#### [Source data]
PR #5293, opened 2025-08-04
fix 5288 removal of accept header options in retrieve metadata

### LINKED ISSUE #5288: [Feature Request] Removal of accept header config options inclusion during study metadata request.

# Introduction

Some VNAs are picky about accept header handling. Working out this issue with my VNA, I noticed that omitting the accept header makes more sense than its inclusion during series discovery. What I mean is that asking for `application/dicom+json` should be sufficient to allow the server to decide how to handle the request. It got me thinking of when do we really want the full slice instead of the JSON when requesting a study's metadata from the WADO interface? Do data sources realistically transfer raw DICOM instead of JSON via `/metadata`? I think it is more likely for developers to gravitate to `JSON` for `/metadata` and elsewhere for actual DICOM retrieval.

The current default behavior leads to request rejection in my VNA. Although, the VNA is partly to blame, it got me thinking about the semantics of `/metadata`.

# Plan

- Remove the `generateWadoHeader` for the WADO interface when fetching from `_retrieveSeriesMetadataAsync` and `_retrieveSeriesMetadataSync`.

It's a low priority request, but I will be working on the application for some time now and I will be providing the PR for the change.
I will need this change to continue testing the application and developing other patches.

luissantosHCIT:
### Context

Fixes #5288.

My VNA does not accept the default extra options in the `Accept` header for a `WADO /metadata` request. It expects either an `application/json` or `application/dicom+json`. The only returned data is purely in `JSON`.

#### [Your goal]
Output each entry exactly as written, leaving none out.

#### [Solved problem]
PR #5293, opened 2025-08-04
fix 5288 removal of accept header options in retrieve metadata

### LINKED ISSUE #5288: [Feature Request] Removal of accept header config options inclusion during study metadata request.

# Introduction

Some VNAs are picky about accept header handling. Working out this issue with my VNA, I noticed that omitting the accept header makes more sense than its inclusion during series discovery. What I mean is that asking for `application/dicom+json` should be sufficient to allow the server to decide how to handle the request. It got me thinking of when do we really want the full slice instead of the JSON when requesting a study's metadata from the WADO interface? Do data sources realistically transfer raw DICOM instead of JSON via `/metadata`? I think it is more likely for developers to gravitate to `JSON` for `/metadata` and elsewhere for actual DICOM retrieval.

The current default behavior leads to request rejection in my VNA. Although, the VNA is partly to blame, it got me thinking about the semantics of `/metadata`.

# Plan

- Remove the `generateWadoHeader` for the WADO interface when fetching from `_retrieveSeriesMetadataAsync` and `_retrieveSeriesMetadataSync`.

It's a low priority request, but I will be working on the application for some time now and I will be providing the PR for the change.
I will need this change to continue testing the application and developing other patches.

luissantosHCIT:
### Context

Fixes #5288.

My VNA does not accept the default extra options in the `Accept` header for a `WADO /metadata` request. It expects either an `application/json` or `application/dicom+json`. The only returned data is purely in `JSON`.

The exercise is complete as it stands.